Wednesday, January 6, 2010

Politics: The US Health Care System

KENNEWICK, WASHINGTON - Canadians are constantly told that their health care system is superior to that of the United States. It's so close to a sacred cow that commentators cannot even question the premise for fear of being unpatriotic. Typical of how far one can go was Jian Gomeshi's monologue on the CBC radio show Q the day after a health care compromise was reached in the US Senate, talking about how relieved Canadians were that the proposed reforms would still result in less than universal coverage in the United States and that cost-cutting measures were minimal. Those two differences--universality and cost--are those most often cited as the aspects that most distinguish the two systems. But, these are largely macroeconomic issues for policy makers--assuming a person has access to medical services, all that the "consumer" cares about is the quality of those services.

I had a chance to see the US health care system in action this week when a family member that I was visiting showed some acute symptoms. The situation was well-handled on the phone, with the symptoms regarded as serious and instructions to call 911 until it became clear that I was around to provide a ride to the doctor's office. Upon arrival at the doctor's office, it was less than five minutes before a nurse invited us back to a room, and the doctor came around just minutes after vital signs were taken. We were given a direct admit to the hospital, so there was no wait, just the standard admission interview.

Arguably, this was the only egregious part of the entire process. The insurance check is something that wouldn't happen in Canada once a health card was shown, but it took only seconds, probably no longer than verifying a health card. All the other forms that lawyers require to be signed were the issue. There were four forms that had to be explained and signed. For someone in pain being admitted to a hospital, this is not welcome. Does anyone actually ask for more information on organ donation as they are entering a hospital with an acute condition? The only other major issue in the experience came immediately thereafter, as the volunteer (yes, volunteer) who was to lead us to the hospital room left us in the hallway for about five minutes before guiding us there.

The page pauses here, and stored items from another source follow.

PR #5280, opened 2025-09-23
Fix: Avoid communication queue overflow with warning and throttling mechan…

lefinal:
## Types of changes

Put an `x` in the boxes that apply

- [ ] ~~New feature (non-breaking change which adds functionality)~~

## Proposed changes

If debug nodes or status updates from nodes are used extensively, messages accumulate in the `CommsConnection`.
It holds a queue to which the messages get appended.
The logic for sending up to 50 messages every 50ms leads to excessive memory usage if the UI is opened by a user and messages are arriving faster than every 1ms which is often the case for high-volume data processing where one may receive thousands of updates per second if users forgot to disable/properly manage debug nodes.
This may result in system instability and also makes debugging the issue hard as the "suspected memory leak" only shows when the UI is opened somewhere.

A missing discard of pending messages on disconnect also leads to a slow decline of memory usage because of 1 message/ms being handled.

The proposed changes introduce the following:
- Cap the message queue size at 10,000
- If the limit is exceeded, log a warning to the server log and immediately to the UI log
- Drop new messages
- Overflow warnings use a cooldown of 30 seconds before firing again.

Although this is not a clean solution, this fixes the problem with system instability.

In the future, better detection of the actual sources/culprits may be introduced for improved feedback and to avoid the hard drop of messages.

## Checklist

- [ ] ~~I have added suitable unit tests to cover the new/changed functionality~~

### DIFF
--- a/packages/node_modules/@node-red/editor-api/lib/editor/comms.js
+++ b/packages/node_modules/@node-red/editor-api/lib/editor/comms.js
@@ -314,6 +314,8 @@ function addActiveConnection(connection) {
     runtimeAPI.comms.addConnection({client: connection});
 }
 function removeActiveConnection(connection) {
+    // Clear pending messages.
+    connection.stack = []
     for (var i=0;i<activeConnections.length;i++) {
         if (activeConnections[i] === connection) {
             activeConnections.splice(i,1);
--- a/packages/node_modules/@node-red/editor-api/lib/editor/comms.js
+++ b/packages/node_modules/@node-red/editor-api/lib/editor/comms.js
@@ -36,6 +36,9 @@ var anonymousUser;
 var heartbeatTimer;
 var lastSentTime;
 
+const MAX_STACK_SIZE = 10_000;
+const MAX_STACK_SIZE_WARN_COOLDOWN_MILLIS = 30_000;
+
 function init(_server,_settings,_runtimeAPI) {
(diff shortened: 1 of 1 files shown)


AllanOricil:
It doesn't look user friendly to have debug logs dropped in the editor to mitigate possible freezes due to lack of memory, or memory leaks.

What if debug logs are written to a storage(memory,db) and the debug panel is changed from websocket to pull on scroll up/down to N debug messages? We can also use a virtual scroll window for mounting a limited number of dom nodes to avoid a huge tree of debug messages. This way no debug messages are dropped, and I can scroll up and down to get my messages when needed. When the scrollbar is at the bottom or top + threshold, it will trigger a GET requests automatically. If the User moves the scroll to a position in between - threshold, the pulling stops.

knolleary:
@lefinal thanks for this. It has always be a point of debate as to whether new messages or old messages should be dropped first. I think what you're proposing here is the right choice; it is somewhat of an extreme edge case, but one we should handle better than we do.

We will need to move the message text to the catalogue so it can be translated - is that something you can figure out? Otherwise, I can take care of that as a follow up task. Only needs adding to the en_US catalogue - no requirement for you to figure out all the translations as well :)

knolleary:
@AllanOricil that isn't in scope of this fix.

PR #5303, opened 2025-10-10
Move `Selection to Subflow` to the context menu

### LINKED ISSUE #5261: Add "Subflow" options to the right-click context menu
Currently the "Subflow" options for "Create Subflow" and "Selection to Subflow" are nested in the top-right menu. I often find myself selecting nodes and then right-clicking to move them to a subflow, but alas, this option isn't present.

Instead, I need to highlight the nodes, then select the top-right menu and navigate to the "Subflow" submenu.

This would be most appropriate for "Selection to Subflow", and arguably, is the only relevant option here to add to a right-click menu, as "Create Subflow" wouldn't have too much value.

GogoVega:
## Types of changes

## Proposed changes

Closes #5261.

Move `Selection to Subflow` from the menu to the context menu.

Preview:

Capture d’écran 2025-10-10 à 14 25 26

## Checklist

### DIFF
--- a/packages/node_modules/@node-red/editor-client/src/js/red.js
+++ b/packages/node_modules/@node-red/editor-client/src/js/red.js
@@ -800,8 +800,7 @@ var RED = (function() {
             {id:"menu-item-workspace-delete",label:RED._("menu.label.delete"),onselect:"core:remove-flow"}
         ]});
         menuOptions.push({id:"menu-item-subflow",label:RED._("menu.label.subflows"), options: [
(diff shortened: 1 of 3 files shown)


GogoVega:
Note: may be better to plan this change for v4.2 to avoid *losing* our users.

Steve-Mcl:
If the top level were **Selection**, we could have a tidy up and re-arrange things and expose many more options like:

```
Selection ┬→ Group
          ├→ Ungroup
          ├→ Cut
          ├→ Copy
          ├→ Delete
          ├→ Export
          ├→ To Subflow
          └→ To Subroutine
```

Might be wise to sleep on this?  Not to mention, there is a desire for plugins to use context aware menus.

PR #11, opened 2019-03-21
Fix test for GetPartitionSize, and fix GetPartitionSize for GPT

### LINKED ISSUE #10: gpt Table.GetPartitionSize() returning incorrect size
The Size field in gpt.Partition is in bytes, but gpt.Table.GetPartitionSize() is multiplying the  gpt.Partition.Size by the sector size (see https://github.com/diskfs/go-diskfs/blob/master/partition/mbr/table.go#L181)

This caused disk.CreateFilesystem() to fail on a 4GiB gpt partition because it said the size was > max FAT32 filesystem size.

deitch:
Fixes #10 

Two issues:

1. Test for gpt `GetPartitionSize()` was comparing sizes of partitions that have no size at all, so 0*anything still was 0, and test passed, even though it should have failed. Test now checks first partition, which has proper size.
2. gpt `GetPartitionSize()` was multiplying partition size by sector size, even though size already was in bytes.

### DIFF
--- a/partition/gpt/table.go
+++ b/partition/gpt/table.go
@@ -518,7 +518,8 @@ func (t *Table) GetPartitionSize(partition int) (int64, error) {
 		return 0, fmt.Errorf("Requested partition %d but only have %d partitions in table", partition, len(t.Partitions))
 	}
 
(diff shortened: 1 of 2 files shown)


queuem:
Patch looks good. Thanks for fixing so quickly!

PR #18, opened 2019-08-05
MBR partition writeContents() was not checking against the number of …

a2geek:
…bytes in the partition when checking size. Replicated logic from readContents().


deitch:
No arguments on this, other than replicated logic (which isn't DRY, but sometimes is unavoidable). Let's hold on this until #19 is updated and merged in, then this can be rebased and it will be a much simpler PR.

After that, there was little to quibble with in the experience. Tests were soon performed and a procedure was scheduled for the first thing the next morning. While it was delayed a bit this was communicated during breakfast, and release from the hospital came about 26 hours after admission. An issue brought up late during the release process was dealt with by the nurse, resulting in a prescription phoned in to the pharmacy for pickup before the end of the day.

There are plenty of problems with the health care system in the United States. None of them were obvious in my experience of it earlier this week. It worked quite well.